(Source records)

┄┄┄┄┄┄┄┄┄┄

PR #2796, opened 2024-02-21
visualize different types of progress on `limel-chip`

Kiarokh:
This renders the chip with an indeterminate progress indicator, showing to the end user that something is being loaded or calculated.

fix https://github.com/Lundalogik/crm-feature/issues/3933

## Review:

### Browsers tested:

Windows:
- [ ] Chrome
- [x] Edge
- [ ] Firefox

Linux:
- [ ] Chrome
- [ ] Firefox

macOS:
- [x] Chrome
- [ ] Firefox
- [ ] Safari

Mobile:
- [x] Chrome on Android
- [x] iOS

### DIFF
--- a/src/components/chip/chip.scss
+++ b/src/components/chip/chip.scss
@@ -182,3 +182,5 @@ limel-badge {
         }
     }
 }
+
+@import './partial-styles/_loading.scss';
--- a/src/components/chip/chip.scss
+++ b/src/components/chip/chip.scss
@@ -2,6 +2,7 @@
 
 /**
 * @prop --chip-max-width: Maximum width of the chip. Defaults to `10rem`. Keep in mind that the chips should not appear too big.
+* @prop --chip-progress-color: Color of the progress bar. Defaults to `rgb(var(--contrast-700))`.
 */
 
 :host(limel-chip) {
@@ -184,3 +185,4 @@ limel-badge {
 }
 
 @import './partial-styles/_loading.scss';
+@import './partial-styles/_progress.scss';
--- a/src/components/chip/chip.tsx
+++ b/src/components/chip/chip.tsx
@@ -73,6 +73,7 @@ interface ChipInterface extends Omit<OldChipInterface, 'id' | 'badge'> {
  * @exampleComponent limel-example-chip-badge
  * @exampleComponent limel-example-chip-filter
  * @exampleComponent limel-example-chip-removable
+ * @exampleComponent limel-example-chip-loading
  * @exampleComponent limel-example-chip-aria-role
  */
 @Component({
@@ -149,6 +150,14 @@ export class Chip implements ChipInterface {
     public type?: ChipType = 'default';
 
     /**
+     * Set to `true` to put the component in the `loading` state,
+     * and render an indeterminate progress indicator inside the chip.
+     * This does _not_ disable the interactivity of the chip!
+     */
+    @Prop({ reflect: true })
+    public loading? = false;
+
+    /**
      * Identifier for the chip. Must be unique.
      */
     @Prop({ reflect: true })
@@ -189,6 +198,7 @@ export class Chip implements ChipInterface {
                 disabled={this.disabled || this.readonly}
                 onKeyDown={this.handleDeleteKeyDown}
             >
+                {this.renderSpinner()}
                 {this.renderIcon()}
                 {this.renderLabel()}
                 {this.renderBadge()}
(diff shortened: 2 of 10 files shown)


src/components/chip/chip.scss
```diff
@@ -2,6 +2,7 @@
 
 /**
 * @prop --chip-max-width: Maximum width of the chip. Defaults to `10rem`. Keep in mind that the chips should not appear too big.
+* @prop --chip-progress-color: Color of the progress bar. Defaults to the color of the icon if specified, otherwise defaults to `rgb(var(--contrast-700))`.
```
Kiarokh, line 5: > "Defaults to the color of the icon if specified,"

this is probably overkill, right?

src/components/chip/chip.tsx
```diff
@@ -315,5 +327,31 @@ export class Chip implements ChipInterface {
...
+                role="progressbar"
+                aria-label="%"
+                aria-valuemin="0"
+                aria-valuemax="100"
+                aria-valuenow={this.progress}
+                style={{
+                    '--limel-chip-progress-percentage': currentPercentage,
+                }}
+            >
+                <span>{abbreviate(progress)}%</span>
```
adrianschmidt, line 353: What's `abbreviate` used for here?

src/components/chip/examples/chip-progress.tsx
```diff
@@ -0,0 +1,66 @@
+import { Component, h, State } from '@stencil/core';
+
+/**
+ * Displaying a progress bar
+ * By defining a numeric `progress` (between `0` to `100`),
```
adrianschmidt, line 5: "between … to …" really is a pet peeve of mine, both in English and in Swedish… 🙈

```suggestion
 * By defining a numeric `progress` (between `0` and `100`),
```

or 

```suggestion
 * By defining a numeric `progress` (from `0` to `100`),
```

src/components/chip/examples/chip-progress.tsx
```diff
@@ -0,0 +1,66 @@
...
+ * you can display a progress bar on the chip
+ * to inform the user about an ongoing progress and also
+ * visualize the amount of progress that has been made so far.
+ *
+ * :::important
+ * 1. Do not use `loading={true}` and `progress` properties at the same time.
```
adrianschmidt, line 11:
```suggestion
 * 1. Do not use `loading={true}` and `progress` at the same time.
```

src/components/chip/partial-styles/_progress.scss
```diff
@@ -0,0 +1,64 @@
...
+            var(--limel-chip-progressbar-stripe-color) 50%,
+            var(--limel-chip-progressbar-stripe-color) 75%,
+            transparent 75%,
+            transparent
+        );
+        z-index: 1;
+        background-size: var(--limel-chip-progressbar-stripe-size)
+            var(--limel-chip-progressbar-stripe-size);
+        animation: move 2.5s linear infinite;
+        border-radius: inherit;
```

┄┄┄┄┄┄┄┄┄┄

§ TASK OBJECTIVE
The entire set of entries, and nothing else, should be set down exactly.

§ ANSWER SPACE
PR #2796, opened 2024-02-21
visualize different types of progress on `limel-chip`

Kiarokh:
This renders the chip with an indeterminate progress indicator, showing to the end user that something is being loaded or calculated.

fix https://github.com/Lundalogik/crm-feature/issues/3933

## Review:

### Browsers tested:

Windows:
- [ ] Chrome
- [x] Edge
- [ ] Firefox

Linux:
- [ ] Chrome
- [ ] Firefox

macOS:
- [x] Chrome
- [ ] Firefox
- [ ] Safari

Mobile:
- [x] Chrome on Android
- [x] iOS

### DIFF
--- a/src/components/chip/chip.scss
+++ b/src/components/chip/chip.scss
@@ -182,3 +182,5 @@ limel-badge {
         }
     }
 }
+
+@import './partial-styles/_loading.scss';
--- a/src/components/chip/chip.scss
+++ b/src/components/chip/chip.scss
@@ -2,6 +2,7 @@
 
 /**
 * @prop --chip-max-width: Maximum width of the chip. Defaults to `10rem`. Keep in mind that the chips should not appear too big.
+* @prop --chip-progress-color: Color of the progress bar. Defaults to `rgb(var(--contrast-700))`.
 */
 
 :host(limel-chip) {
@@ -184,3 +185,4 @@ limel-badge {
 }
 
 @import './partial-styles/_loading.scss';
+@import './partial-styles/_progress.scss';
--- a/src/components/chip/chip.tsx
+++ b/src/components/chip/chip.tsx
@@ -73,6 +73,7 @@ interface ChipInterface extends Omit<OldChipInterface, 'id' | 'badge'> {
  * @exampleComponent limel-example-chip-badge
  * @exampleComponent limel-example-chip-filter
  * @exampleComponent limel-example-chip-removable
+ * @exampleComponent limel-example-chip-loading
  * @exampleComponent limel-example-chip-aria-role
  */
 @Component({
@@ -149,6 +150,14 @@ export class Chip implements ChipInterface {
     public type?: ChipType = 'default';
 
     /**
+     * Set to `true` to put the component in the `loading` state,
+     * and render an indeterminate progress indicator inside the chip.
+     * This does _not_ disable the interactivity of the chip!
+     */
+    @Prop({ reflect: true })
+    public loading? = false;
+
+    /**
      * Identifier for the chip. Must be unique.
      */
     @Prop({ reflect: true })
@@ -189,6 +198,7 @@ export class Chip implements ChipInterface {
                 disabled={this.disabled || this.readonly}
                 onKeyDown={this.handleDeleteKeyDown}
             >
+                {this.renderSpinner()}
                 {this.renderIcon()}
                 {this.renderLabel()}
                 {this.renderBadge()}
(diff shortened: 2 of 10 files shown)


src/components/chip/chip.scss
```diff
@@ -2,6 +2,7 @@
 
 /**
 * @prop --chip-max-width: Maximum width of the chip. Defaults to `10rem`. Keep in mind that the chips should not appear too big.
+* @prop --chip-progress-color: Color of the progress bar. Defaults to the color of the icon if specified, otherwise defaults to `rgb(var(--contrast-700))`.
```
Kiarokh, line 5: > "Defaults to the color of the icon if specified,"

this is probably overkill, right?

src/components/chip/chip.tsx
```diff
@@ -315,5 +327,31 @@ export class Chip implements ChipInterface {
...
+                role="progressbar"
+                aria-label="%"
+                aria-valuemin="0"
+                aria-valuemax="100"
+                aria-valuenow={this.progress}
+                style={{
+                    '--limel-chip-progress-percentage': currentPercentage,
+                }}
+            >
+                <span>{abbreviate(progress)}%</span>
```
adrianschmidt, line 353: What's `abbreviate` used for here?

src/components/chip/examples/chip-progress.tsx
```diff
@@ -0,0 +1,66 @@
+import { Component, h, State } from '@stencil/core';
+
+/**
+ * Displaying a progress bar
+ * By defining a numeric `progress` (between `0` to `100`),
```
adrianschmidt, line 5: "between … to …" really is a pet peeve of mine, both in English and in Swedish… 🙈

```suggestion
 * By defining a numeric `progress` (between `0` and `100`),
```

or 

```suggestion
 * By defining a numeric `progress` (from `0` to `100`),
```

src/components/chip/examples/chip-progress.tsx
```diff
@@ -0,0 +1,66 @@
...
+ * you can display a progress bar on the chip
+ * to inform the user about an ongoing progress and also
+ * visualize the amount of progress that has been made so far.
+ *
+ * :::important
+ * 1. Do not use `loading={true}` and `progress` properties at the same time.
```
adrianschmidt, line 11:
```suggestion
 * 1. Do not use `loading={true}` and `progress` at the same time.
```

src/components/chip/partial-styles/_progress.scss
```diff
@@ -0,0 +1,64 @@
...
+            var(--limel-chip-progressbar-stripe-color) 50%,
+            var(--limel-chip-progressbar-stripe-color) 75%,
+            transparent 75%,
+            transparent
+        );
+        z-index: 1;
+        background-size: var(--limel-chip-progressbar-stripe-size)
+            var(--limel-chip-progressbar-stripe-size);
+        animation: move 2.5s linear infinite;
+        border-radius: inherit;
```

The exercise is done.